I'd like you to reexamine a change.  Please visit


to look at the new patch set (#7).

Change subject: Cleanup/refactor tracking of consensus watermarks

Cleanup/refactor tracking of consensus watermarks

This is a fairly invasive cleanup/refactor to consensus in preparation
for propagating replication watermarks from the leader to the followers.
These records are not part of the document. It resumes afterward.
PR #285, opened 2022-07-23
Expose the list of globals in RegistryState

### LINKED ISSUE #283: allow checking if a global is available with registry machinery
At the moment the registry helpers only allow binding a global and not querying if a global is available.

The use case for this is smithay's wayland backend. If `zwp_linux_dmabuf_v1` version 4 is not available, I need to check that wl_drm and zwp_linux_dmabuf_v1 version 3 are both available and would like to avoid binding one of those globals to realize the other is not available.

cc @danieldg

danieldg:
Fixes #283.

### DIFF
--- a/src/registry.rs
+++ b/src/registry.rs
@@ -187,11 +187,20 @@ pub struct RegistryState {
     ready: bool,
 }
 
-#[derive(Debug)]
-struct Global {
+#[derive(Debug, Clone, Eq, Hash, PartialEq, Ord, PartialOrd)]
+pub struct Global {
+    /// The numeric name for this global, usable in [RegistryState::bind_specific].
+    pub name: u32,
+    /// The maximum version supported by the compositor for this global.
+    pub version: u32,
     interface: String,
-    version: u32,
-    name: u32,
+}
+
+impl Global {
+    /// The interface name for this global.
+    pub fn interface(&self) -> &str {
+        &self.interface
+    }
 }
 
 impl RegistryState {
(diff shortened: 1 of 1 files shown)


src/registry.rs
```diff
@@ -231,6 +240,26 @@ impl RegistryState {
...
     }
 
+    /// Returns an iterator over all globals.
+    ///
+    /// This list may be incomplete if [Self::ready] returns false, and may change later if the
+    /// compositor adds or removes globals after initial enumeration.
+    ///
+    /// No guarantees are provided about the ordering of the globals in this iterator.
+    pub fn globals(&self) -> impl Iterator<Item = Global> + '_ {
+        self.globals.iter().cloned()
```
vberger, line 250: Why force the `.cloned()`, instead of returning `impl Iterator<Item = &Global>` ?

danieldg: I think I out-thought myself trying to plan for future changes to a Map<String, (version, name)> - but you could just as easily have a Set<Global> for that.

vberger (approved):

src/registry.rs
```diff
@@ -187,11 +187,20 @@ pub struct RegistryState {
...
 
-#[derive(Debug)]
-struct Global {
+#[derive(Debug, Clone, Eq, Hash, PartialEq, Ord, PartialOrd)]
+pub struct Global {
+    /// The numeric name for this global, usable in [RegistryState::bind_specific].
+    pub name: u32,
+    /// The maximum version supported by the compositor for this global.
+    pub version: u32,
     interface: String,
```
i509VCB, line 196: Seems a bit odd to have two public fields but then one only accessible via a function

i509VCB (approved):

src/registry.rs
danieldg: I did that to allow switching to `Box<str>` instead of `String` later, if desired.

PR #286, opened 2022-07-28
Rework layer surface and window around cyclic user data

i509VCB:
cc @danieldg


danieldg:
Looks good to me.  It may be useful to include changes from https://github.com/Smithay/wayland-rs/pull/531 to get rid of that extra `Option`.

i509VCB:
I'll integrate the changes from #531 when that is merged

vberger (approved):

PR #287, opened 2022-08-15
generic delegate macros

wash2:
This PR adds generic delegate macros to sctk. See https://github.com/wash2/client-toolkit/blob/master/examples/generic_list_seats.rs for an example.

### DIFF
--- a/examples/generic_list_seats.rs
+++ b/examples/generic_list_seats.rs
@@ -1,0 +1,95 @@
+use smithay_client_toolkit::{
+    delegate_registry, delegate_seat,
+    registry::{ProvidesRegistryState, RegistryState},
+    registry_handlers,
+    seat::{Capability, SeatHandler, SeatState},
+};
+use wayland_client::{protocol::wl_seat, Connection, QueueHandle};
+
+fn main() {
+    env_logger::init();
+
+    let conn = Connection::connect_to_env().unwrap();
+
+    let mut event_queue = conn.new_event_queue();
+    let qh = event_queue.handle();
+
+    let mut list_seats = ListSeats {
+        registry_state: RegistryState::new(&conn, &qh),
+        seat_state: SeatState::new(),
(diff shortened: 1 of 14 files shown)


Cargo.toml
```diff
@@ -23,18 +23,23 @@ lazy_static = "1.0"
...
+wayland-protocols-wlr = { git="https://github.com/smithay/wayland-rs", features = ["client"] }
+wayland-cursor = { git="https://github.com/smithay/wayland-rs" }
 # Explicit dependency until release
 xkbcommon = { git = "https://github.com/rust-x-bindings/xkbcommon-rs", optional = true, features = ["wayland"] }
 calloop = { version = "0.10.0", optional = true }
 
 [features]
-default = ["calloop", "xkbcommon"]
+default = ["calloop", "xkbcommon", "system"]
+system = ["wayland-backend/client_system"]
```
vberger, line 42: Why add this feature, and why make it default?

Also this looks unrelated to this PR and should be discussed in a separate issue/PR imo.

wash2: I've been using as_ptr() for a while and recently needed to add this feature to make the method available again. I figured all features were enabled by default, so I enabled it by default. I can move it to a different PR though.

vberger: Mostly the encouraged method to use `as_ptr()` for a project is by itself depending directly on `wayland-backend` to activate the feature, as this method is part of `wayland-backend` API. So I don't see any reason to add that feature to SCTK, given it has 0 impact on the crate.

wash2: ok that change has been removed

wash2:
I've updated to resolve merge conflicts, but beta.9 still seems to break the examples for me, so I've left the git dependencies.

wash2:
I've updated to use the latest beta and squashed my changes.

i509VCB (approved):

PR #289, opened 2022-08-17
Don't require SeatHandler for KeyboardHandler

WhyNotHugo:
When using just wayland_client + KeyboardHandler, it is unnecessary for
the application's State to implement SeatHandler. It is, however,
necessary to implement KeyboardHandler when implementing SeatHandler.


WhyNotHugo:
I don't think the CI failure is due to my changes.

i509VCB (approved):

The key item here is to address a long-standing TODO that the
PeerMessageQueue should itself calculate the commit index, rather than
delegate that job to ReplicaState. The flow used to be something like
this on the leader upon receiving a response from a peer that it has
replicated some new operations:

 - PeerMessageQueue::ResponseFromPeer
   - updates peer last_received
   - calls PeerMessageQueue::AdvanceQueueWatermark
     - updates PeerMessageQueue::majority_replicated to the new majority
   - calls NotifyObserversOfMajorityReplOp
   --> submits an async task to the raft threadpool
        - for each observer (best I can tell there is currently always
          only one, but that's a separate issue)
        -- observer->UpdateMajorityReplicated() to grab committed index
           (the observer is always the RaftConsensus instance)
        --- RaftConsensus::UpdateMajorityReplicated
        ---- ReplicaState::UpdateMajorityReplicatedUnlocked
        ----- this checks the condition that the majority-replicated
              watermark is within the leader's term before advancing the
              commit index.
        ----- calls AdvanceCommittedIndexUnlocked
        ------- commits stuff, etc
        ----- sets *committed_index out-param
        -- PeerMessageQueue picks up this out-param and sets the new
           value within the PeerMessageQueue

This was very difficult to follow, given that the "observer" in fact was
passing data back to the "notifier" through an out-parameter. Moreover,
it wasn't obvious to see which class was "authoritative" for the
tracking and advancement of watermarks.

The new design makes the PeerMessageQueue itself fully responsible for
calculating when the commit index can advance. The flow is now the
following, with '!' at the beginning of the line to denote where it is
changed from before:

 - PeerMessageQueue::ResponseFromPeer
   - updates peer last_received
   - calls PeerMessageQueue::AdvanceQueueWatermark
     - updates PeerMessageQueue::majority_replicated to the new majority
!  - If the majority-replicated watermark is within the current leader
!    term, advances the commit index (stored in QueueState)
!    - notifies observers of the new commit index
!      - calls observer->NotifyCommitIndex() with the new commit index
!        - RaftConsensus::NotifyCommitIndex()
!          - ReplicaState::AdvanceCommittedIndexUnlocked
             - commits stuff, etc.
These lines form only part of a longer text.